About this lot

Description

Betty Joel (1894-1985), a Token Works walnut side cabinet, 1935,
with two drawers above a pair of cupboard doors with adjustable shelves within, tiered rounded shelves to one end, token works label to rear 81.5 x 137 x 42cm

Footnote: Despite the unfortunate brevity of her career - active only between 1927 and 1938 - the enormous design legacy left by British furniture, textile and interior designer, Betty Joel, is testament to both her talent and her fearlessness. Born Mary Stewart Lockhart in Hong Kong in 1896 to art collector and British colonial officer, Sir James Haldane Stewart Lockhart, and his wife, Edith, Joel spent her childhood and early twenties in China. Betty, as she was known from a young age, met her future husband, David Joel, in Ceylon and shortly after World War I, the pair left the East to settle in Portsmouth.

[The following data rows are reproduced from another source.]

Issue #768, opened 2026-06-10
Make ios list discover tunnel/RSD-backed devices


danielpaulus:
**Is your feature request related to a problem? Please describe.**

`ios list` currently appears to be tied to local usbmuxd-style device discovery. That means it returns no devices on a Mac that has a reachable iOS 17+ RSD/userspace tunnel but no locally attached usbmuxd device.

Concrete repro from a remote-device bridge setup:

- office01 has the real paired iPhone locally and runs go-ios userspace tunnel.
- The tunnel agent exposes the device at:
  - UDID: `00008120-001905DE2E9B401E`
  - address: `fd6f:7edb:be57::1`
  - RSD port: `62173`
  - userspace tunnel forwarded locally as `127.0.0.1:61246`
- From another Mac, the tunnel itself is reachable and Xcode/CoreDevice can discover a bridged RemotePairing device.
- But go-ios CLI discovery still reports no local devices:

```sh
go run . list --udid=00008120-001905DE2E9B401E --address=fd6f:7edb:be57::1 --rsd-port=62173 --userspace-port=61246 --details --pretty
```

Observed output:

```json
{
  "deviceList": []
}
```

And commands such as `rsd ls`/`info` fail early with variants of:

```text
Device not found: 00008120-001905DE2E9B401E
Device '00008120-001905DE2E9B401E' not found. Is it attached to the machine?
```

This makes the CLI unusable from a host that can reach an iOS 17+ RSD tunnel but does not have the device in local usbmuxd discovery.

**Describe the solution you'd like**

Make `ios list` and device resolution understand non-usbmuxd tunnel-backed devices.

Desired behavior:

- `ios list` should include devices known from a configured/running go-ios tunnel agent (`/tunnels`) even when usbmuxd has no local attachment.
- Commands should support an explicit hard target using `--address`, `--rsd-port`, and optionally `--userspace-port`, without first requiring the device to resolve through usbmuxd.
- When `--udid` is provided together with explicit tunnel coordinates, use the UDID as identity metadata/filtering, not as a reason to fail if usbmuxd does not know the device.
- The output should make the transport clear, e.g. `connectionType: userspaceTunnel` or similar.

Implementation shape that would fit the current architecture:

- Introduce a device resolver source for RSD/tunnel devices alongside usbmuxd.
- Query the go-ios tunnel agent (`/tunnels`) when available and merge those entries into list output.
- Add a direct RSD target path for commands where `--address --rsd-port` are supplied.
[...]

PR #770, opened 2026-06-11
feat(list): merge usbmux + tunnel-agent device discovery (Phase 1)

danielpaulus:
Phase 1 of making `ios list` show devices beyond local usbmuxd (toward the Xcode-style discovery in #768).

## What
`ios list` now **merges device sources, deduped by UDID**, into a per-device `transports[]` view — so a device reachable both over USB and over an iOS 17+ RSD tunnel shows as **one entry with both transports**.

```jsonc
// ios list   (default JSON)
{"devices":[
  {"udid":"00008110-…","transports":[
    {"type":"usb","source":"usbmux"},
    {"type":"tunnel","source":"tunnel-agent","address":"fdab:c699:7737::1","rsdPort":50507}
  ]}
]}
```

- **`--nojson`** → human table: `UDID  MODEL  OS  VIA  ADDRESS`
- **`--usbmuxd-only`** → legacy behaviour + original `{"deviceList":[…]}` output (compat escape hatch)
- **`--details`** → best-effort lockdown enrichment (model/version) for usbmux-reachable devices

Sources merged this phase: **usbmuxd** (USB + Network entries) and the **go-ios tunnel agent `/tunnels`** registry. The agent fetch is best-effort — a missing agent is silently skipped and never fails the command.

## Validated on real hardware
On a host with one iPhone on USB *and* an active tunnel, plus two pre-iOS17 phones:
```
UDID                       MODEL       OS      VIA         ADDRESS
00008110-001C19A4342040…   iPhone14,2  18.4.1  usb,tunnel  fdab:c699:7737::1:50507
5b98c87e74257…             iPhone8,4   14.3    usb         -
8a4b8ae031a05…             iPhone6,2   12.5.7  usb         -
```
Latency is unchanged vs. legacy (~0.5s; the localhost agent GET adds ~ms).

## Not in this PR (Phase 2)
Native **Bonjour/mDNS** discovery of `_remoted._tcp` / `_remotepairing._tcp` / `_apple-mobdev2._tcp` — the Xcode-style wifi/RSD devices not known to any go-ios agent. That's the bigger lift (adds an mDNS dependency + a bounded browse window, likely a warm-registry daemon for speed) and lands next.

## Tests
Pure `mergeDiscoveredDevices` (usb/network/tunnel/both-sources/dedup/sort) and `renderDeviceTable` are unit-tested. `go build`/`go vet`/`go test -race ./...` green.

### DIFF
--- a/cli_setup.go
+++ b/cli_setup.go
@@ -62,7 +62,7 @@ func configureCLI(arguments docopt.Opts) {
 	slog.Debug("parsed arguments", "args", redactArgs(arguments))
 
 	startAgentFromEnvironment()
-	warnIfAgentIsNotRunning()
+	warnIfAgentIsNotRunning(arguments)
 }
 
 func redactArgs(arguments docopt.Opts) map[string]interface{} {
@@ -87,7 +87,10 @@ func startAgentFromEnvironment() {
 	}
 }
 
-func warnIfAgentIsNotRunning() {
+func warnIfAgentIsNotRunning(arguments docopt.Opts) {
+	if isDeviceListCommand(arguments) {
+		return
+	}
 	if !tunnel.IsAgentRunning() {
 		slog.Warn("go-ios agent is not running. You might need to start it with 'ios tunnel start' for ios17+. Use ENABLE_GO_IOS_AGENT=user for userspace tunnel or ENABLE_GO_IOS_AGENT=kernel for kernel tunnel for the experimental daemon mode.")
 	}
--- a/cmd_global.go
+++ b/cmd_global.go
@@ -67,5 +67,6 @@ func runDeviceListCommand(ctx commandContext) {
 		printDeviceList(details) // legacy path, unchanged output
 		return
 	}
-	printMergedDeviceList(details, tunnelInfoConfigFromArgs(ctx.Args))
+	adhoc, _ := ctx.Args.Bool("--adhoc")
+	printMergedDeviceList(details, adhoc, tunnelInfoConfigFromArgs(ctx.Args))
 }
--- a/cmd_global.go
+++ b/cmd_global.go
@@ -67,7 +67,5 @@ func runDeviceListCommand(ctx commandContext) {
 		printDeviceList(details) // legacy path, unchanged output
 		return
 	}
-	adhoc, _ := ctx.Args.Bool("--adhoc")
-	wifi, _ := ctx.Args.Bool("--wifi")
-	printMergedDeviceList(details, adhoc, wifi, tunnelInfoConfigFromArgs(ctx.Args))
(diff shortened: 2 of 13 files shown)


stoktamisoglu:
Hey @danielpaulus , 

Perhaps you're already aware, just a quick review of the unit tests failures which may help.

The e2e failures on this PR (both Linux and macOS) looks tracing back to one regression.

ios list's default JSON output changed shape, breaking existing e2e assertions

runDeviceListCommand now routes the default ios list (i.e. without --usbmuxd-only) through printMergedDeviceList, which emits:

`{"devices":[{"udid":"...","productType":"...","transports":[{"type":"usb","source":"usbmux"}]}]}`
but `test/e2e/list_test.go` and `test/e2e/preios17/info_test.go` still unmarshal the old shape:


```
var v struct { DeviceList []string `json:"deviceList"` }         // TestList
var v struct { DeviceList []map[string]any `json:"deviceList"` } // TestListDetails — keys "Udid", "ConnectionType", ...
```
Since the top-level key changed (deviceList → devices) and per-device fields changed shape/casing (no ConnectionType; it's now nested under transports[].type), `TestList/TestListDetails` fail for every device on every run:

`list_test.go:22: device 00008110-001C19A43420401E not present in list: []
`confirmed identically in the Linux and macOS` test/e2e `runs and the Linux `test/e2e/preios17` run.

Given --usbmuxd-only already exists as a stated "compat escape hatch," it might be worth flipping the default the other way for this phase (merged discovery opt-in via a flag) until the e2e suite/fixtures are updated for the new schema — otherwise these two test files need updating to the new devices/transports[] shape.

Thx.

danielpaulus:
Thanks for this — merging usbmux + tunnel discovery in `ios list` is genuinely useful. From a CI triage pass, the red real-device e2e here is a real (fixable) contract mismatch, not infra:

This PR changes `ios list --details` to the new nested shape `{"devices":[{"udid":...,"transports":[...]}]}`, but the e2e helpers in `test/e2e/list_test.go` and `test/e2e/info_test.go` still parse the **old flat schema**. As a result `deviceList()` returns `[]`, so `list_test.go:22: device <udid> not present in list: []` fails first and then cascades into essentially every downstream test that resolves a device (WDA, DeviceKit, Info, Ps, RsdLs, FileLs…), on **both** macOS and Linux.

Two things to land this:
1. Update the e2e list/info helpers (and any other `deviceList()` consumer) to the new nested schema.
2. The branch is ~2 months behind `main` now — a rebase will also pick up the newer e2e suite.

If the new schema is meant to be opt-in (to avoid breaking existing JSON consumers), that's worth calling out explicitly too. Glad to re-run the farm once it's updated.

In 1921, despairing at having to adapt old furniture to suit the requirements of her modern home, Betty decided, despite her lack of any formal training, to establish her own design business with her husband. Trading under 'Betty Joel Ltd.', Betty’s early designs were informed by the expertise of local artisans and typically used teak or oak in their manufacture. The popularity of these early designs, which were known as “token furniture” and were retailed through the Joel’s shops in London, secured Betty’s reputation as a serious designer and earned a number of prestigious commissions from clients, including Sir Winston Churchill and Lord and Lady Mountbatten. In 1939, however, David and Betty divorced, and whilst the business would continue to operate under 'David Joel Ltd.', Betty retired and would not work again. Creating her own brand of Modernism, tempered by the restrained aesthetics of the East, Betty’s designs can be characterised by their curvilinear forms, traditional construction methods, and exotic wood veneers.